How Blizzard Used Kafka to Save Our Pipeline (and Azeroth)
by Jeff Field, Systems Engineer, Blizzard
video, slide
When Blizzard started sending gameplay data to Hadoop in 2013, we went through several iterations before settling on Flumes in many data centers around the world reading from RabbitMQ and writing to central flumes in our Los Angeles datacenter. While this worked at first, by 2015 we were hitting problems scaling to the number of events required. This is how we used Kafka to save our pipeline.
以下內容來自谷歌翻譯:
當暴雪在2013年開始向Hadoop發(fā)??送游戲數(shù)據(jù)時,我們經(jīng)歷了幾次迭代,然后在世界各地的許多數(shù)據(jù)中心處理Flumes,從RabbitMQ讀取并寫入我們Los的中央水槽安吉拉數(shù)據(jù)中心。雖然這一工作起初,到2015年,我們正在將問題擴大到所需的事件數(shù)量。這是我們如何使用Kafka來保存我們的管道。

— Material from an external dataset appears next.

PR #3030, opened 2024-11-11
LB 1455: Fix missing releases in release-group cache

mayhem:
LB-1455 describes how tracklists sometimes take weeks to update -- the cause is that the canonical release data is only updated when the data dumps are generated. Luckily this query doesn't take long, so we can go this a few times a day. With the PR we update the data every 6 hours.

Kafka Connect Best Practices – Advice from the Field
by Randall Hauch, Engineer, Confluent
video, slide
This talk will review the Kafka Connect Framework and discuss building data pipelines using the library of available Connectors. We’ll deploy several data integration pipelines and demonstrate :
best practices for configuring, managing, and tuning the connectors
tools to monitor data flow through the pipeline
using Kafka Streams applications to transform or enhance the data in flight.
以下內容來自谷歌翻譯:
這個討論將回顧Kafka連接框架,并討論使用可用連接器庫構建數(shù)據(jù)管道。我們將部署多個數(shù)據(jù)集成管道并展示:
配置,管理和調整連接器的最佳做法
通過管道監(jiān)視數(shù)據(jù)流的工具
使用Kafka流應用程序來轉換或增強飛行中的數(shù)據(jù)。
One Data Center is Not Enough: Scaling Apache Kafka Across Multiple Data Centers
by Gwen Shapira, Product Manager, Confluent
video, slide
You have made the transition from single machines and one-off solutions to distributed infrastructure in your data center powered by Apache Kafka. But what if one data center is not enough? In this session, we review resilient data pipelines with Apache Kafka that span multiple data centers. We provide an overview of best practices and common patterns including key areas such as architecture and data replication as well as disaster scenarios and failure handling.
以下內容來自谷歌翻譯:
您已經(jīng)通過Apache Kafka,將數(shù)據(jù)中心從單機和一次性解決方案過渡到數(shù)據(jù)中心的分布式基礎設施。但是如果一個數(shù)據(jù)中心還不夠?在本次會議中,我們將審查跨越多個數(shù)據(jù)中心的Apache Kafka的彈性數(shù)據(jù)流水線。我們提供最佳實踐和常見模式的概述,包括架構和數(shù)據(jù)復制以及災難情景和故障處理等關鍵領域。